(TASK DATA Opens)

PR #1349, opened 2022-02-02
[sylius/resource-bundle] Sylius configuration for routes with attributes' feature

loic425:
| Q             | A
| ------------- | ---
| License       | MIT
| Packagist     | 

Only the routes/sylius_resource.yaml file has been added. the other files are just "copied".

### DIFF
--- a/sylius/resource-bundle/1.9/manifest.json
+++ b/sylius/resource-bundle/1.9/manifest.json
@@ -1,0 +1,11 @@
+{
+    "container": {
+        "locale": "en"
+    },
+    "bundles": {
+        "Sylius\\Bundle\\ResourceBundle\\SyliusResourceBundle": ["all"]
+    },
+    "copy-from-recipe": {
+        "config/": "%CONFIG_DIR%/"
+    }
+}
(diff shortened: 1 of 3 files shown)


sylius/resource-bundle/1.9/manifest.json
```diff
@@ -0,0 +1,11 @@
+{
+    "container": {
+        "locale": "en"
```
Nyholm, line 3: Why is this needed?

Nyholm (changes requested):
Thank you. Just one comment.

sylius/resource-bundle/1.9/manifest.json
vvasiloi: Legacy. The bundle still uses this parameter as the default locale for translations instead of using configuration. 🙈

loic425: @vvasiloi Maybe we can fix it before RC release. But I think we have to mention it on UPGRADE file, cause it can break the configuration.

vvasiloi: Yes, we could deprecate it. Not sure how to configure it though. Should we define new config, or use the config of Symfony Translations? Right now it assumes that parameter is used to configure Symfony Translations.

vvasiloi: @loic425 we're waiting for https://github.com/Sylius/SyliusResourceBundle/pull/374, right?

loic425: Yes!

fabpot:
Closing as there is no more activity and the PR cannot be merged as is. Feel free to reopen it if you like.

(TASK DATA Closes)

From the entries above, print the lines beginning at the one with "[sylius/resource-bundle] Sylius configuration" and stopping after the one with "Thank you. Just one comment.", exactly as written and with nothing else.

[sylius/resource-bundle] Sylius configuration for routes with attributes' feature

loic425:
| Q             | A
| ------------- | ---
| License       | MIT
| Packagist     | 

Only the routes/sylius_resource.yaml file has been added. the other files are just "copied".

### DIFF
--- a/sylius/resource-bundle/1.9/manifest.json
+++ b/sylius/resource-bundle/1.9/manifest.json
@@ -1,0 +1,11 @@
+{
+    "container": {
+        "locale": "en"
+    },
+    "bundles": {
+        "Sylius\\Bundle\\ResourceBundle\\SyliusResourceBundle": ["all"]
+    },
+    "copy-from-recipe": {
+        "config/": "%CONFIG_DIR%/"
+    }
+}
(diff shortened: 1 of 3 files shown)


sylius/resource-bundle/1.9/manifest.json
```diff
@@ -0,0 +1,11 @@
+{
+    "container": {
+        "locale": "en"
```
Nyholm, line 3: Why is this needed?

Nyholm (changes requested):
Thank you. Just one comment.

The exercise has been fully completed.